Abrí el bolso a la luz que entraba por los ventanucos y saqué la billetera. Recogí el permiso de conducir, la licencia de detective y otros documentos identificativos, incluidos el dinero y las tarjetas de crédito, que me guardé en los bolsillos de la chaqueta a toda velocidad. Saqué las llaves del coche de Ray, los anticonceptivos, las ganzúas y la navaja de explorador, maldiciendo la costumbre de no poner bolsillos interiores en las chaquetas de las mujeres. Saqué el cepillo de dientes y me lo guardé con los restantes objetos. Tenía los bolsillos de la chaqueta como si hubiera ido a robar melocotones, pero no podía remediarlo. Llegado el caso, aguanto unas bragas sucias, pero no unos dientes sin cepillar.

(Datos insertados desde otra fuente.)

PR #11740, opened 2026-09-07
nbs: bound conjoin's table-file open concurrency

### LINKED ISSUE #11739: conjoin opens unbounded concurrent connections — exceeds sshd MaxStartups on git+ssh remotes, so conjoin never completes
### Summary

`conjoinTables` in `go/store/nbs/conjoiner.go` starts one goroutine per conjoinee with no
concurrency limit. For a persister whose `Open` is a network operation this fans out to an
unbounded number of simultaneous connections. Against a **Git remote over SSH** each `Open`
costs its own SSH connection, so a single conjoin exceeds the server's limit on concurrent
*unauthenticated* connections (OpenSSH `MaxStartups`, default `10:30:100`). The server drops
the excess pre-auth, conjoin fails, and the table-file count never comes down.

The push itself succeeds — only the compaction fails — so the store silently degrades.

### Environment

- Transport: Dolt Git remote, `git+ssh://` to a self-hosted bare repo
- Server: OpenSSH with stock `MaxStartups 10:30:100`, `persourcemaxstartups none` (confirmed via `sshd -T`)
- Observed through an application embedding the Dolt Go module (`github.com/dolthub/dolt/go v0.40.5-0.20260715172757-a6690826d767`)
- The unbounded fan-out is unchanged on `main` at time of writing

### Observed behaviour

Every push logs, at warning level:

```
level=info    msg="beginning conjoin of database" pkg=store.noms upstream_len=2259
level=warning msg="conjoin of database failed with error"
              error="kex_exchange_identification: read: Connection reset by peer
                     Connection reset by <redacted> port <ssh-port>
                     fatal: Could not read from remote repository."
Push complete.
```

`kex_exchange_identification` places the failure in **key exchange** — before authentication
and before any payload — which is exactly what `MaxStartups` random-drop produces. Credentials
are not involved: sequential connections succeed 12/12.

### Measurement

Concurrent TCP connections to the remote's SSH port, sampled locally at ~5ms resolution
(5,310 samples) across one conjoin-triggering push:

| Metric | Value |
|---|---|
| Peak concurrent connections | **18** |
| Samples at/above `MaxStartups` threshold of 10 | **72** of 5,310 |
| Total connections opened during the push | **~247** |
| Same metric for a no-op push (no conjoin) | **2** |

Burst shape, consecutive ~5ms samples: `3 → 6 → 9 → 12 → 15 → 15 → 14 → 13 → 8 → 3`. Roughly
150ms wide, and repeated — the threshold is crossed many times within one push, peaking at
nearly double it.

A graduated concurrency probe against the same server reproduces the server-side behaviour
independently: 5 concurrent connections → 0 failures; 15 → 1 failure; 30 → 10 failures.

### Root cause

`go/store/nbs/conjoiner.go`, `conjoinTables`:

```go
eg, ectx := errgroup.WithContext(ctx)
toConjoin := make(chunkSources, len(conjoinees))

for idx := range conjoinees {
    i, spec := idx, conjoinees[idx]
    eg.Go(func() (err error) {
        toConjoin[i], err = p.Open(ectx, spec.name, spec.chunkCount, stats)
        return
    })
}
```

One goroutine per conjoinee; `SetLimit` is not called anywhere in the file. The fan-out is
bounded only by the size of the conjoinee set, which is itself a function of how far behind
compaction has fallen.

### Why this surfaces now

Unbounded fan-out is harmless for the HTTP remotesapi, where connection pooling and HTTP/2
multiplexing absorb it. Git remotes as Dolt remotes shipped in February 2026, and over
`git+ssh` each `Open` becomes a distinct SSH connection — so the same loop now presents as a
connection storm. The feature's design write-up does not discuss transfer concurrency.

### Impact — it is self-reinforcing

NBS triggers a conjoin once active table files exceed its limit (256). Each failed conjoin
leaves the count higher, so the next attempt has more conjoinees and a wider fan-out, and is
more likely to fail. The store cannot recover unaided. On our store the count has gone
1,962 → 2,113 → 2,259 over three days — roughly 9× the conjoin threshold — and pulls now take
**10+ minutes**, lengthening steadily.

### Proposed fix

Bound the fan-out with `eg.SetLimit(...)`. A default of 8 sits below the stock `MaxStartups`
of 10 and is ample for local persisters, where opening a table file is dominated by the index
read. PR to follow.

Happy to make the limit configurable instead, or to scope it to remote persisters only, if
either is preferred.

rjc123:
Fixes #11739.

`conjoinTables` starts one goroutine per conjoinee with no limit. Where the persister's `Open`
is a network operation this fans out to an unbounded number of simultaneous connections; over a
Git remote reached by SSH each one is a separate SSH connection, so a single conjoin can exceed
the server's `MaxStartups` (default `10:30:100`) and have its connections dropped during key
exchange. The conjoin then fails while the push reports success, so the table-file count grows
without bound and never compacts.

Measured against a self-hosted Git remote over SSH, sampling concurrent connections locally at
~5ms: **peak 18 concurrent, ~247 connections opened in a single conjoin push**, versus 2 for a
push that triggers no conjoin. 72 of 5,310 samples sat at or above the limit of 10.

This adds `eg.SetLimit(conjoinOpenConcurrency)` with a default of 8 — below the stock
`MaxStartups` so the default configuration works, and ample for local persisters where opening
a table file is dominated by the index read.

Happy to make the value configurable, or to apply the limit only for remote persisters, if
either is preferred.

**Testing:** `go vet ./store/nbs/` clean; `go test ./store/nbs/ -count=1` passes (30.9s).

**Diff:**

Advertí que el suelo vibraba, aunque ligeramente. En California habría pensado que se trataba de un temblor de magnitud 2,2 que recorría la tierra como una ola del mar. Volví la cabeza hacia la puerta. Aparté el bolso, me agaché y avancé como una oca por el estrecho pasadizo. Palpé el montante de la puerta, buscando con los dedos el pomo de este lado. Al otro lado de la pared, alguien avanzaba entre crujidos metálicos, como yo minutos antes, por la pasarela. Encontré el pomo y, siempre sin hacer ruido, giré la tarabilla del centro.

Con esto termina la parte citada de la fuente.